*EXERCISE DIRECTIONS:*
When you reach the line containing "import com.netflix.spinnaker.orca.*" in the entries below, begin reproducing lines exactly, and stop once the line containing "import com.netflix.spinnaker.orca.q.PauseTask" is done.

*RECORD SET:*
PR #2157, opened 2018-04-17
More tags

dreynaud:
Keep the current metrics with the application tag:
* task.invocations
* task.invocations.duration

and introduce new ones without the application tag but with the task type,
account and region if applicable:
* task.invocations.withType
* task.invocations.duration.withType

This way, we should be able to dig into performance issues without blowing
up the cardinality of our metrics (#applications * #taskTypes may get high)

### DIFF
--- a/orca-queue/src/main/kotlin/com/netflix/spinnaker/orca/q/handler/RunTaskHandler.kt
+++ b/orca-queue/src/main/kotlin/com/netflix/spinnaker/orca/q/handler/RunTaskHandler.kt
@@ -17,10 +17,7 @@
 package com.netflix.spinnaker.orca.q.handler
 
 import com.netflix.spectator.api.BasicTag
-import com.netflix.spectator.api.Id
 import com.netflix.spectator.api.Registry
-import com.netflix.spectator.api.Tag
-import com.netflix.spectator.api.histogram.BucketCounter
 import com.netflix.spinnaker.orca.*
 import com.netflix.spinnaker.orca.ExecutionStatus.*
 import com.netflix.spinnaker.orca.exceptions.ExceptionHandler
@@ -36,6 +33,7 @@ import com.netflix.spinnaker.orca.q.CompleteTask
 import com.netflix.spinnaker.orca.q.InvalidTaskType
 import com.netflix.spinnaker.orca.q.PauseTask
 import com.netflix.spinnaker.orca.q.RunTask
+import com.netflix.spinnaker.orca.q.metrics.MetricsTagHelper
 import com.netflix.spinnaker.orca.time.toDuration
 import com.netflix.spinnaker.orca.time.toInstant
 import com.netflix.spinnaker.q.Message
@@ -65,6 +63,8 @@ class RunTaskHandler(
   override fun handle(message: RunTask) {
     message.withTask { stage, taskModel, task ->
       val execution = stage.execution
+      val thisInvocationStartTimeMs = clock.millis()
+
       try {
         if (execution.isCanceled) {
           task.onCancel(stage)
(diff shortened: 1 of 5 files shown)


orca-queue/src/main/kotlin/com/netflix/spinnaker/orca/q/handler/RunTaskHandler.kt
```diff
@@ -128,36 +131,34 @@ class RunTaskHandler(
...
+    val taskInvocationsWithTypeId = registry.createId("task.invocations.withType")
+      .withTags(commonTags)
+      .withTag("taskType", taskModel.implementingClass)
+      .withTag("account", stage.context["account"].toString()?: "n/a")
+      .withTag("region", stage.context["region"].toString()?: "n/a")
+
+    registry.counter(taskInvocationsId).increment()
+    registry.counter(taskInvocationsWithTypeId).increment()
+
+    val elapsedMillis = System.currentTimeMillis() - (taskModel.startTime ?: 0)
```
robfletcher: `RunTaskHandler` has a `clock` property we could use instead of `System.currentTimeMillis()`.

orca-queue/src/main/kotlin/com/netflix/spinnaker/orca/q/handler/RunTaskHandler.kt
```diff
@@ -128,36 +131,34 @@ class RunTaskHandler(
...
-      "gt5m"
-    } else {
-      "lt5m"
+    hashMapOf(
+      "task.invocations.duration" to taskInvocationsId.tags(),
+      "task.invocations.duration.withType" to taskInvocationsWithTypeId.tags()
+    ).forEach {
+      name, tags ->
+        val id = registry.createId(name).withTags(tags)
+        registry.timer(id).record(elapsedMillis, TimeUnit.MILLISECONDS)
```
robfletcher: Is this valid use of a timer given we'll repeatedly generate a value for the same id every time this handler is invoked?

orca-queue/src/main/kotlin/com/netflix/spinnaker/orca/q/handler/RunTaskHandler.kt
dreynaud: indeed, changed!

orca-queue/src/main/kotlin/com/netflix/spinnaker/orca/q/handler/RunTaskHandler.kt
brharrington: It will just update the stats for the timer with that id, so the usage of the timer should be fine. However, based on the duration strings, I wonder if a long task timer would be more appropriate for this use-case, see:

http://netflix.github.io/spectator/en/latest/intro/timer/

orca-queue/src/main/kotlin/com/netflix/spinnaker/orca/q/handler/RunTaskHandler.kt
```diff
@@ -128,36 +131,34 @@ class RunTaskHandler(
...
 
-    val distributionId = registry.createId("task.invocations.duration").withTags(id.tags())
-    BucketCounter
-      .get(registry, distributionId, { v -> bucketDuration(v) })
-      .record(System.currentTimeMillis() - (taskModel.startTime ?: 0))
-  }
+    val taskInvocationsWithTypeId = registry.createId("task.invocations.withType")
+      .withTags(commonTags)
+      .withTag("taskType", taskModel.implementingClass)
+      .withTag("account", stage.context["account"].toString()?: "n/a")
```
copperlight: The `/` character is invalid and will be rewritten to an underscore `_`.

See http://insight-docs.prod.netflix.net/atlas/java-client/#allowed-characters for more details.

orca-queue/src/main/kotlin/com/netflix/spinnaker/orca/q/handler/RunTaskHandler.kt
dreynaud: Thanks for the suggestion @brharrington, looks like this is not going to work in this context because tasks can get started and completed on different instances

dreynaud:
Updated, thanks *@copperlight*

2018-04-17 15:51 GMT-07:00 Matthew Johnson <notifications@github.com>:

dreynaud:
@robfletcher I made the change we discussed this morning in 8b1fbc4c, which records separately the task invocation and completion times

@ajordens 8b1fbc4c is a significant change to the metrics we publish, what do you think?

dreynaud:
@ajordens this is correct, the time since task start is now reported at task completion in `CompleteTaskHandler`. I think `task.completions.duration` is a good starting point to monitor the perception of Spinnaker slowness from a user point of view, and `task.invocations.duration` _may_ be useful for us to debug slowness issues. We can remove it if it's not useful.

ajordens:
wcgw ... 👍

*RESULT FOR THIS TASK:*
 import com.netflix.spinnaker.orca.*
 import com.netflix.spinnaker.orca.ExecutionStatus.*
 import com.netflix.spinnaker.orca.exceptions.ExceptionHandler
@@ -36,6 +33,7 @@ import com.netflix.spinnaker.orca.q.CompleteTask
 import com.netflix.spinnaker.orca.q.InvalidTaskType
 import com.netflix.spinnaker.orca.q.PauseTask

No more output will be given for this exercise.